Invest: Should ESG funds buy fossil-fuel company shares?

Posted by

I suppose a minimal form of “environmental, social and governance investing” would be “don’t invest in fossil-fuel producers.” There is a lot wrong with that, as a definition of ESG. Many thoughtful ESG investors would say that you should invest in fossil-fuel producers: You pick the best fossil-fuel producers (the ones best positioned for a climate transition) and give them your money, to incentivize good behavior, or maybe you pick the worst ones and do activism to try to change their policies. And of course “ESG” means a lot of things other than carbon emissions; you’ve got S and G right there in the name, so you might want to avoid, say, green tech companies with bad governance or bad labor relations or whatever. Still the most salient thing is pretty much fossil-fuel production, and a crude expectation is that ESG funds will avoid fossil-fuel companies.

This creates an opportunity:

  1. Lots of funds don’t invest in fossil-fuel companies, not because they are “ESG” but because they are, you know, tech funds, or healthcare funds, or consumer funds, or whatever: They invest in some sector or style that excludes the energy sector. Are big tech companies all “ESG”? Well, you could have various complaints about their governance or social impact or even their environmental impact, but they are all indisputably not fossil-fuel producers.
  2. ESG is hot right now.
  3. Call your tech fund an ESG fund, why not, it meets that minimal definition of ESG. You don’t have to do anything different, but now you can raise lots of money from investors who want an ESG fund.

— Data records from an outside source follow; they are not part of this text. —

PR #186, opened 2017-08-06
eapply_user: combine sort for all dirs (bug 608880)

zmedico:
Combine the patch basenames from all matched directories into a
list, and apply them in POSIX sorted order.  This allows patches in
more-specific directories to override patches of the same basename found
in less-specific directories. An empty patch (or /dev/null symlink)
negates a patch with the same basename found in a less-specific
directory.

This behavior is much more flexible and intuitive than the previous one,
while remaining backward-compatible to some extent.

NOTE: The implementation uses an associative array, which requires bash
version 4 or later.

X-Gentoo-bug: 608880
X-Gentoo-bug-url: https://bugs.gentoo.org/608880

### DIFF
--- a/bin/phase-helpers.sh
+++ b/bin/phase-helpers.sh
@@ -1094,22 +1094,43 @@ if ___eapi_has_eapply_user; then
 
 		local basedir=${PORTAGE_CONFIGROOT%/}/etc/portage/patches
 
-		local d applied
+		local applied d f
+		local -A _eapply_user_patches
 		local prev_shopt=$(shopt -p nullglob)
 		shopt -s nullglob
 
-		# possibilities:
+		# Patches from all matched directories are combined into a
+		# sorted (POSIX order) list of the patch basenames. Patches
+		# in more-specific directories override patches of the same
+		# basename found in less-specific directories. An empty patch
+		# (or /dev/null symlink) negates a patch with the same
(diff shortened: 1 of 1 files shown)


bin/phase-helpers.sh
```diff
@@ -1094,23 +1094,44 @@ if ___eapi_has_eapply_user; then
...
 		done
 
+		if [[ ${#_eapply_user_patches[@]} -gt 0 ]]; then
+			while read -r -d '' f; do
+				f=${_eapply_user_patches[${f}]}
+				if [[ -s ${f} ]]; then
+					eapply "${f}"
+					applied=1
+				fi
+			done < <(printf -- "%s\0" "${!_eapply_user_patches[@]}" |
```
mrueg: shellcheck:  ^-- SC1117: Backslash is literal in "\0". Prefer explicit escaping: "\\0".
https://github.com/koalaman/shellcheck/wiki/SC1117

zmedico: Thanks, fixed now.

mgorny: I'd dare say a more readable fix would be to use single quotes, i.e. `'%s\0'`.

zmedico: Yeah that's better. Done now.

PR #187, opened 2017-08-11
Add emerge option to auto-unmask USE flags (and LICENSE) changes only.

zmedico:
https://bugs.gentoo.org/show_bug.cgi?id=622480

### DIFF
--- a/pym/_emerge/main.py
+++ b/pym/_emerge/main.py
@@ -131,6 +131,7 @@ def insert_optional_args(args):
 		'--autounmask-only'      : y_or_n,
 		'--autounmask-keep-masks': y_or_n,
 		'--autounmask-unrestricted-atoms' : y_or_n,
+		'--autounmask-use-only'  : y_or_n,
 		'--autounmask-write'     : y_or_n,
 		'--binpkg-changed-deps'  : y_or_n,
 		'--buildpkg'             : y_or_n,
@@ -355,6 +356,11 @@ def parse_opts(tmpcmdline, silent=False):
 
 		"--autounmask-write": {
 			"help"    : "write changes made by --autounmask to disk",
+			"choices" : true_y_or_n
+		},
+
+		"--autounmask-use-only": {
+			"help"    : "only calculate required USE flag changes",
 			"choices" : true_y_or_n
 		},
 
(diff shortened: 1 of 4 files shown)


zmedico:
Hmm, --autounmask-use-only seems like a misnomer given that it also allows licence changes. I'm thinking we should have separate --autounmask-use and --autounmask-licence options that are enabled by default.

zmedico:
Or rename this options to --autounmask-keep-keywords.

zmedico:
Soliciting feedback here:

https://archives.gentoo.org/gentoo-portage-dev/message/0b3693ce4c73031524dae92dbb5e085e

pym/_emerge/main.py
```diff
@@ -358,6 +359,11 @@ def parse_opts(tmpcmdline, silent=False):
 			"choices" : true_y_or_n
 		},
 
+		"--autounmask-use-only": {
+			"help"    : "only calculate required USE flag changes",
```
mrueg: Can this description be improved a bit? Maybe "write autounmask changes for USE flag changes only" (this would match --autounmask-unrestricted-atoms description)

pym/portage/tests/resolver/test_autounmask_use_only.py
```diff
@@ -0,0 +1,68 @@
...
+				unstable_keywords={'app-misc/B-1'},
+			),
+			# --autounmask-use-only prefers app-misc/A-1 because
+			# it can be installed without accepting unstable
+			# keyworkds
+			ResolverPlaygroundTestCase(
+				['app-misc/A'],
+				success = False,
+				options = {
+					"--autounmask-use-only": True,
```
mrueg: nitpick: should this option be 'y' instead of True to match with the previous test which uses 'n' instead of False?

zmedico: Fixed in https://github.com/gentoo/portage/pull/188.

zmedico:
https://github.com/gentoo/portage/pull/188 adds a --autounmask-keep-keywords option instead.

zmedico:
Closed in favor of https://github.com/gentoo/portage/pull/188.

PR #205, opened 2017-09-17
Fix emerge --info when using webrsync (bug 630538)

Nicop06:
When calling retrieve_head from a SyncBase object, it is expected to
raise a NotImplementedError. However, all classes that do not inherit
from NewBase will raise an AttributeError which is not caught.


zmedico:
Merged in 0d1d2b8dccdd5ce9f99358fe842fb968a0423a25. Thanks!

PR #207, opened 2017-09-19
postinst-qa-check.d: fix [[ ${files[@]} ]] logic in for loops

zmedico:
Use a separate all_files array to accumulate the results
from all loops, so that [[ ${files[@]} ]] only checks for
files found during the current loop.

### DIFF
--- a/bin/postinst-qa-check.d/50gnome2-utils
+++ b/bin/postinst-qa-check.d/50gnome2-utils
@@ -1,12 +1,12 @@
 # check for missing calls to gnome2-utils regen functions
 
 gnome2_icon_cache_check() {
-	local d f files=() find_args
+	local d f all_files=() find_args
 	for d in usr/share/icons/*/; do
 		# gnome2_icon_cache_update updates only themes with an index
 		[[ -f ${d}/index.theme ]] || continue
 
-		find_args=(
+		local files=() find_args=(
 			# gtk-update-icon-cache supports only specific file
 			# suffixes; match that to avoid false positives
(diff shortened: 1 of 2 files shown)


zmedico:
There's a fixup in 743bedc636671e1307735e82e49b0488f1433809.

bin/postinst-qa-check.d/50gnome2-utils
```diff
@@ -1,12 +1,12 @@
 # check for missing calls to gnome2-utils regen functions
 
 gnome2_icon_cache_check() {
-	local d f files=() find_args
+	local d f all_files=() find_args
```
mgorny: There's no point in including `find_args` here if you `local` it later.

bin/postinst-qa-check.d/50gnome2-utils
```diff
@@ -27,15 +27,16 @@ gnome2_icon_cache_check() {
 		# (note: yes, it will eagerly repeat the update for next dirs
```
mgorny: This comment is no longer valid now.

bin/postinst-qa-check.d/50gnome2-utils
zmedico: FIxed in 5fc7281657e2a5a4b22e969853364b142a37d05f, thanks.

bin/postinst-qa-check.d/50gnome2-utils
zmedico: Also fixed in 5fc7281657e2a5a4b22e969853364b142a37d05f.

PR #209, opened 2017-09-24
depgraph: make _minimize_children deterministic (bug 631894)

zmedico:
In order for the eliminate_pkg loop to produce deterministic results,
the order of the pkgs list must not be random. Prefer to eliminate
installed packages first, in case rebuilds are needed, and also sort
in ascending order so that older versions are eliminated first.

X-Gentoo-bug: 631894
X-Gentoo-bug-url: https://bugs.gentoo.org/631894

@danielrobbins

### DIFF
--- a/pym/_emerge/depgraph.py
+++ b/pym/_emerge/depgraph.py
@@ -3584,6 +3584,15 @@ class depgraph(object):
 						if atom_set.findAtomForPackage(pkg2, modified_use=self._pkg_use_enabled(pkg2)):
 							atom_pkg_graph.add(pkg2, atom)
 
+			# In order for the following eliminate_pkg loop to produce
+			# deterministic results, the order of the pkgs list must
+			# not be random (bug 631894). Prefer to eliminate installed
+			# packages first, in case rebuilds are needed, and also sort
+			# in ascending order so that older versions are eliminated
+			# first.
+			pkgs = (sorted(pkg for pkg in pkgs if pkg.installed) +
+				sorted(pkg for pkg in pkgs if not pkg.installed))
+
 			for pkg in pkgs:
 				eliminate_pkg = True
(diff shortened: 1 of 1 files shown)


pym/_emerge/depgraph.py
```diff
@@ -3584,6 +3584,15 @@ def _minimize_children(self, parent, priority, root_config, atoms):
 						if atom_set.findAtomForPackage(pkg2, modified_use=self._pkg_use_enabled(pkg2)):
 							atom_pkg_graph.add(pkg2, atom)
 
+			# In order for the following eliminate_pkg loop to produce
+			# deterministic results, the order of the pkgs list must
+			# not be random (bug 631894). Prefer to eliminate installed
+			# packages first, in case rebuilds are needed, and also sort
+			# in ascending order so that older versions are eliminated
+			# first.
+			pkgs = (sorted(pkg for pkg in pkgs if pkg.installed) +
```
mrueg: How big is the list going to be? Maybe it makes sense to bisect.insort here and not touch every element twice.
```
installed = []
not_installed = []
for pkg in pkgs:
  if pkg.installed:
    bisect.insort(installed, pkg)
  else:
    bisect.insort(not_installed,pkg)

pkgs = installed + not_installed
```

zmedico: Typically we're only dealing with 2 packages, so there's not much cost here to optimize away. Also, insort would be less efficient than something like this:
```python
installed = []
not_installed = []
for pkg in sorted(pkgs):
   if pkg.installed:
     installed.append(pkg)
   else:
     not_installed.append(pkg)
```
And that's going to have a negligible performance difference compared to my 2-line version that's easier to read.

mrueg: okay, if it's just a small list then nevermind my comment 👍

PR #210, opened 2017-09-27
Remove trailer when decompressing binary packages

matijaskala:
xz and zstd don't support trailing data
and fail upon encountering xpak trailer


zmedico:
There's a fixup for the PIPESTATUS handling in 26c0a0e31b5150f7ef23b2156b87863e47dd5996.

PR #215, opened 2017-10-03
man/portage.5: Update example, fix a typo

mrueg:
As some users might just copy the example for their overlays.


mrueg:
Applied as https://github.com/gentoo/portage/commit/44437b45ed34a158a2c4b50bc0ca71988af6ef05

PR #216, opened 2017-10-03
new docs for PackageTracker. Attempting to make them Sphinx-compatible.

danielrobbins:


pym/_emerge/resolver/package_tracker.py
```diff
@@ -31,41 +31,94 @@ def __len__(self):
...
-		@param soname_deps: enable soname match support
-		@type soname_deps: bool
+		:param soname_deps bool: Determines whether support for soname deps should be enabled or not.
+		:var _cp_pkg_map: The collection of to-be-installed (not yet merged) packages. We care about conflicts in these
+		 packages.
+		:var _cp_vdb_pkg_map: The collection of already-installed packages.
+		:var _multi_pkgs: A list of keys in ``self._cp_pkg_map`` that have potential slot and cpv conflicts.
+		:var _replacing: The mechanism by which ``PackageTracker`` records to-be-installed packages that 'cover up'
+		 already-installed packages. ``self._replacing[cp_key] = [ new_pkg_that_replaced_cp_key... ]``.
+		:var _replaced_by: ``self.replaced_by[cp_key] == [ replaced_pkg_1, replaced_pkg_2 ]
```
zmedico: The instance attributes should be documented as shown in the example here:

http://www.sphinx-doc.org/en/stable/ext/autodoc.html#directive-autoattribute

zmedico: Maybe [info fields](http://www.sphinx-doc.org/en/stable/domains.html#info-field-lists) are more appropriate, as suggested here:

https://stackoverflow.com/a/8659919

zmedico: I converted them to info fields in 8fba660fb08ddd468d934c7478dcfc8015330e9b.

pym/_emerge/resolver/package_tracker.py
```diff
@@ -31,41 +31,94 @@ def __len__(self):
...
 	"""
 
 	def __init__(self, soname_deps=False):
+
 		"""
-		@param soname_deps: enable soname match support
-		@type soname_deps: bool
+		:param soname_deps bool: Determines whether support for soname deps should be enabled or not.
+		:var _cp_pkg_map: The collection of to-be-installed (not yet merged) packages. We care about conflicts in these
+		 packages.
```
zmedico: I just checked, and installed packages are also added to _cp_pkg_map when they are added to the depgraph.

PR #218, opened 2017-10-13
Better cache implementation. Passing all tests.

danielrobbins:


pym/portage/dbapi/porttree.py
```diff
@@ -255,6 +255,48 @@ def __init__(self, _unused_param=DeprecationWarning, mysettings=None):
...
+		# This information can then be used by other functions like aux_get and findname2 to avoid
+		# doing an exhaustive search of repositories for ebuilds. Without this tweak, Portage will
+		# get slower and slower as more overlays are added.
+		#
+		# Also note that it is OK if this cache has some 'false positive' catpkgs in it. We use it
+		# to search for specific catpkgs listed in ebuilds. The likelihood of a false positive catpkg
+		# in our cache causing a problem is extremely low. Thus, the code below is optimized for
+		# speed rather than correctness.
+
+		self.better_cache = {}
```
zmedico: Let's name it `_better_cache` since we can consider it an implementation detail. If we do this then the nested lists will be created on demand:
```python
self._better_cache = collections.defaultdict(list)
```

pym/portage/dbapi/porttree.py
```diff
@@ -255,6 +255,48 @@ def __init__(self, _unused_param=DeprecationWarning, mysettings=None):
...
+
+		for repo_loc in reversed(self.porttrees):
+			repo = self.repositories.get_repo_for_location(repo_loc)
+			try:
+				for d in os.listdir(repo_loc):
+					if d[0] == "." or d[0] == "-":
+						continue
+					cat_dir = repo_loc + "/" + d
+					if not os.path.isdir(cat_dir):
```
zmedico: We could eliminate the stat call by doing something like this:
```python
try:
    cat_dir_list = os.listddir(cat_dir)
except OSError as e:
    if e.errno != errno.ENOTDIR:
        raise
    continue
```

pym/portage/dbapi/porttree.py
```diff
@@ -255,6 +255,48 @@ def __init__(self, _unused_param=DeprecationWarning, mysettings=None):
...
+						continue
+					try:
+						for p in os.listdir(cat_dir):
+							catpkg_dir = cat_dir + "/" + p
+							if not os.path.isdir(catpkg_dir):
+								continue
+							catpkg = d + "/" + p
+							if not catpkg in self.better_cache:
+								self.better_cache[catpkg] = []
```
zmedico: `self._better_cache = collections.defaultdict(list)` eliminates the above 2 lines.

pym/portage/dbapi/porttree.py
```diff
@@ -374,29 +416,29 @@ def findname2(self, mycpv, mytree=None, myrepo = None):
...
 			raise InvalidPackageName(mycpv)
 
+		cp = mysplit[0] + "/" + psplit[0]
+		if cp in self.better_cache:
+			for repo in self.better_cache[cp]:
+				if mytree and mytree != repo.location:
+					continue
+				elif (not myrepo) or \
+					(myrepo == repo.name) or \
+					(repo.aliases != None and myrepo in repo.aliases):
```
zmedico: Use `self.repoositories.get_location_for_name(myrepo)` here, it handles aliases.

zmedico:
It would be neat to make this on-demand, processing one category at a time. For example, when a list of repositories containing sys-apps/portage is requested, it would cache the sys-apps category results for all repositories. The category list for each repository could be cached as a frozenset, and we'd only call listdir for the sys-apps category on a particular repository if its cached category set contains sys-apps.

danielrobbins:
I like that idea. Will work on it.

zmedico:
According to PMS, for each repository we should use `${repo}/profiles/categories` to obtain the set of categories. Since portage currently isn't strict about this, there may be some non-conforming repositories, but it's easy enough to fix that.

danielrobbins:
Actually, PMS doesn't define how one must obtain a set of categories. It just defines the specification for categories and for the metadata/categories file. For the purposes of the cache, we are not obligated to perform one approach or another for the sake of PMS compliance. In fact it is fine if _better_cache has a false positive category; it causes no harm. Problems occur only if it accidentally omits a catpkg that is actually there.

zmedico:
True, the spec doesn't say that we have to use the `profiles/categories` file. However, the alternative is to treat directories like `licenses`, `metadata`, and `profiles` as though they are category directories, or maintain a blacklist.

danielrobbins:
It causes no harm to have false positives in better_cache, but we can check against the categories list to be more correct if you want. It should have a minimal impact on performance.

danielrobbins:
Remember that the way better cache is used is as follows: someone is going to ask it "Where does a catpkg of foo/bar exist?" As long as the caller ensures that it is using valid categories, we are fine. The caller (and consider that this is an internal API) is not going to be say "does metadata/mypkg exist?"

zmedico:
If we implement the on-demand cache, then we're going to need a cached set of categories for each repository. Having false-positives in that set will have a negligible impact, since those directories won't even be listed unless a dependency atom references the category.

Except, emerge arguments are allowed to omit the category. So in order to evaluate emerge arguments, we do need to exhaustively list all category directories.

zmedico:
So, in the absence of a package names cache, an on-demand _better_cache is not going to be tremendously helpful.

PR #228, opened 2017-11-14
repoman/setup.py: create pym -> lib symlink for unit tests (bug 637460)

zmedico:
Various code involving the .repoman_not_installed file assumes
that the 'pym' directory should be added to sys.path, therefore
create a pym -> lib symlink during unit tests.

Bug: https://bugs.gentoo.org/637460

### DIFF
--- a/repoman/setup.py
+++ b/repoman/setup.py
@@ -147,6 +147,11 @@ class x_clean(clean):
 			print('removing %s symlink' % repr(conf_dir))
 			os.unlink(conf_dir)
 
+		pym_dir = os.path.join(top_dir, 'pym')
+		if os.path.islink(pym_dir):
+			print('removing %s sylink' % repr(pym_dir))
+			os.unlink(pym_dir)
+
 		pni_file = os.path.join(top_dir, '.repoman_not_installed')
 		if os.path.exists(pni_file):
 			print('removing %s' % repr(pni_file))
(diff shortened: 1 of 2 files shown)


repoman/setup.py
```diff
@@ -393,6 +398,17 @@ def run(self):
...
 		os.symlink(conf_src, conf_dir)
 
+		# symlink 'pym' directory
+		pym_dir = os.path.join(self.top_dir, 'pym')
+		if os.path.exists(pym_dir):
+			if not os.path.islink(pym_dir):
+				raise SystemError('%s exists and is not a symlink (collision)'
+					% repr(pym_dir))
+			os.unlink(pym_dir)
+		pym_src = 'lib'
```
mgorny: But why `lib`? Can't we either fix the stuff that requires it to use `pym`, or finally drop the senseless `pym` if we need to have `lib` anyway?

zmedico: Yeah, it doesn't matter what the name of the directory is, because the code doing the sys.path insert has direct access to the actual directory name and therefor it doesn't need to make an assumption.

zmedico: I forgot that the files in the executable are not nested in the module structure, so they really don't have a way of knowing pym vs. lib. I'd really like to eliminate the sys.path inserts and just use PYTHONPATH when when tweaks are needed.

zmedico: In fact, PYTHONPATH is perfectly reliable for the purposes of unit tests, since the unit test code can easily export PYTHONPATH for use by any executables called in subprocesses.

The US Securities and Exchange Commission is investigating Goldman Sachs Group Inc. over its ESG marketing:

The SEC’s civil investigation is focused on Goldman’s mutual-funds business, the people said, and the firm manages at least four funds that have clean-energy or ESG in their names. The probe could end without formal enforcement action.

Regulators have sometimes expressed concerns that ESG—which doesn’t have a defined regulatory meaning—can be a superficial way to market financial products to shareholders’ desire to address subjects such as climate change or diversity in the workplace. …

Goldman renamed its Blue Chip Fund as the U.S. Equity ESG Fund in June 2020. The fund’s top three holdings—Microsoft Corp., Apple Inc., and Alphabet Inc.—-have remained the same since then, according to regulatory filings. The U.S. Equity ESG fund’s other top holdings currently include Bristol-Myers Squibb Co., Eli Lilly & Co., and JPMorgan Chase & Co., according to its website. 

None of those are oil companies! Seems fine.